The potential applications of Optuna extend beyond housing data to a wide range of urban challenges. Its efficiency and scalability can support the development of cost-effective, data-driven approaches to urban planning, governance, and resource allocation. At the same time, its limitations should not be overlooked. Optuna’s performance is influenced by model complexity, dataset characteristics, and search space configuration. In certain cases, alternative frameworks such as HyperOpt, BayesOpt, or Ray Tune may prove equally effective or even superior. Users must also be mindful that Optuna’s default pruning strategies and parameter settings are not universally optimal, requiring careful adjustment to specific tasks.
This study has two limitations that should also be acknowledged. First, the analysis relies on a single housing estate dataset.
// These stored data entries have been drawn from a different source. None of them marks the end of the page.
PR #3445, opened 2016-07-30
pdns 4.0.1

ilovezfs:
re-parallelize the build as the issue was fixed upstream


DomT4:
👍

While this dataset provides a concrete and well-defined context, its use inevitably restricts the external validity of the findings. Here, the housing market data serves primarily as a case study to demonstrate and compare the performance of different hyperparameter optimization strategies: Random Search, Grid Search, and Optuna. Its purpose is not to develop a universally generalizable housing price prediction model. Consequently, the empirical results should be interpreted as illustrative of methodological differences rather than definitive for all housing markets. Nevertheless, the comparative insights are transferable to a wide range of urban data science problems where predictive modeling and hyperparameter tuning are central. Second, the computational efficiency results are dependent on the specific experimental environment, including hardware and software configurations. Different platforms may yield different runtimes, although relative comparisons across optimization methods are expected to remain informative.
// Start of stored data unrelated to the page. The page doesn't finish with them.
PR #3462, opened 2016-07-30
Added easy-rsa from the openvpn project

offbyone:
- [X ] Have you followed the guidelines in our [Contributing](https://github.com/Homebrew/homebrew-core/blob/master/.github/CONTRIBUTING.md) document?
- [X ] Have you checked to ensure there aren't other open [Pull Requests](https://github.com/Homebrew/homebrew-core/pulls) for the same formula update/change?
- [X ] Have you built your formula locally prior to submission with `brew install <formula>` (where `<formula>` is the name of the formula you're submitting)?
- [X ] Does your submission pass `brew audit --strict --online <formula>` (after doing `brew install <formula>`)?

---

(caveat, the online checks don't work right now because my brew install hangs when trying to read some cask data. I manually looked for duplicates)

### DIFF
--- a/Formula/easy-rsa.rb
+++ b/Formula/easy-rsa.rb
@@ -9,17 +9,15 @@ class EasyRsa < Formula
   def install
     # We don't use the installer from the package, as it doesn't organize things
     # well for brew install. It puts the binary in the prefix root, and defaults
-    # to a pki path that will be overwritten on installation. Instead, I rewrite
-    # its defaults to find its SSL and PKI in brew-appropriate locations.
+    # to a pki path that will be overwritten on installation.
     inreplace "easyrsa3/easyrsa" do |s|
       s.gsub! /set_var EASYRSA		"\$PWD"/,
               "set_var EASYRSA		\"#{libexec}\""
       s.gsub! /set_var EASYRSA_PKI	.*/,
               "set_var EASYRSA_PKI	\"#{etc}/pki\""
       openssl_path = Formula["openssl"].opt_bin/"openssl"
-      ohai "Using OpenSSL from #{openssl_path}"
       s.gsub! /set_var EASYRSA_OPENSSL	openssl/,
-              "set_var EASYRSA_OPENSSL		\"#{openssl_path}\""
+              "set_var EASYRSA_OPENSSL	\"#{openssl_path}\""
     end
     bin.install "easyrsa3/easyrsa"
     libexec.install "easyrsa3/openssl-1.0.cnf", "easyrsa3/x509-types"
--- a/Formula/easy-rsa.rb
+++ b/Formula/easy-rsa.rb
@@ -1,0 +1,34 @@
+class EasyRsa < Formula
+  desc "CLI utility to build and manage a PKI CA."
+  homepage "https://github.com/OpenVPN/easy-rsa"
+  url "https://github.com/OpenVPN/easy-rsa/archive/3.0.1.tar.gz"
+  sha256 "a1fff75a27ea7da3f37fbfed715633f55b9ca25f5b14cac38e525c5c995e68ae"
+
+  depends_on "openssl"
+
+  def install
+    # We don't use the installer from the package, as it doesn't organize things
+    # well for brew install. It puts the binary in the prefix root, and defaults
+    # to a pki path that will be overwritten on installation. Instead, I rewrite
+    # its defaults to find its SSL and PKI in brew-appropriate locations.
+    inreplace "easyrsa3/easyrsa" do |s|
+      s.gsub! /set_var EASYRSA		"\$PWD"/,
+              "set_var EASYRSA		\"#{libexec}\""
+      s.gsub! /set_var EASYRSA_PKI	.*/,
+              "set_var EASYRSA_PKI	\"#{etc}/pki\""
+      openssl_path = Formula["openssl"].opt_bin/"openssl"
+      ohai "Using OpenSSL from #{openssl_path}"
+      s.gsub! /set_var EASYRSA_OPENSSL	openssl/,
+              "set_var EASYRSA_OPENSSL		\"#{openssl_path}\""
+    end
+    bin.install "easyrsa3/easyrsa"
+    libexec.install "easyrsa3/openssl-1.0.cnf", "easyrsa3/x509-types"
+  end
+
+  test do
+    # Create a stub PKI directory in the test sandbox.
+    ENV["EASYRSA_PKI"] = testpath/"pki"
+    system bin/"easyrsa", "--help"
+    system bin/"easyrsa", "init-pki"
+  end
+end


Formula/easy-rsa.rb
```diff
@@ -0,0 +1,34 @@
+class EasyRsa < Formula
+  desc "CLI utility to build and manage a PKI CA."
+  homepage "https://github.com/OpenVPN/easy-rsa"
+  url "https://github.com/OpenVPN/easy-rsa/archive/3.0.1.tar.gz"
+  sha256 "a1fff75a27ea7da3f37fbfed715633f55b9ca25f5b14cac38e525c5c995e68ae"
+
+  option "with-openssl", "Use the openSSL provided by homebrew"
```
DomT4: If this would use the system OpenSSL otherwise, make our's a complete default.

Formula/easy-rsa.rb
```diff
@@ -0,0 +1,34 @@
...
+  depends_on "openssl" => :optional
+
+  def install
+    # We don't use the installer from the package, as it doesn't organize things
```
DomT4: Can you elaborate on this comment?

Formula/easy-rsa.rb
```diff
@@ -0,0 +1,34 @@
...
+    # well for brew install.
+    inreplace "easyrsa3/easyrsa" do |s|
+      s.gsub! /set_var EASYRSA		"\$PWD"/, \
```
DomT4: You shouldn't need the `\` here or on two lines below. A comma should suffice?

Formula/easy-rsa.rb
```diff
@@ -0,0 +1,34 @@
...
+                "set_var EASYRSA_OPENSSL		\"#{openssl_path}\""
+      end
+    end
+    bin.install "easyrsa3/easyrsa"
+    libexec.install "easyrsa3/openssl-1.0.cnf", "easyrsa3/x509-types"
+  end
+
+  test do
+    # Create a stub PKI directory in the test sandbox.
+    Kernel.system({ "EASYRSA_PKI" => "./pki" }, "#{bin}/easyrsa --help")
```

Future research should build upon this study by conducting comparative evaluations of Optuna and other state-of-the-art frameworks, including HyperOpt, BayesOpt, and Ray Tune, across multiple algorithms, datasets, and tasks. Investigations into hybrid approaches that integrate the strengths of different optimizers also hold promise for improving robustness and adaptability. In addition, further work should examine the interpretability, reproducibility, and usability of these tools in applied urban sciences. By addressing these avenues, future studies can provide deeper guidance on selecting and deploying hyperparameter optimization strategies to strengthen both methodological foundations and real-world impact in urban analytics.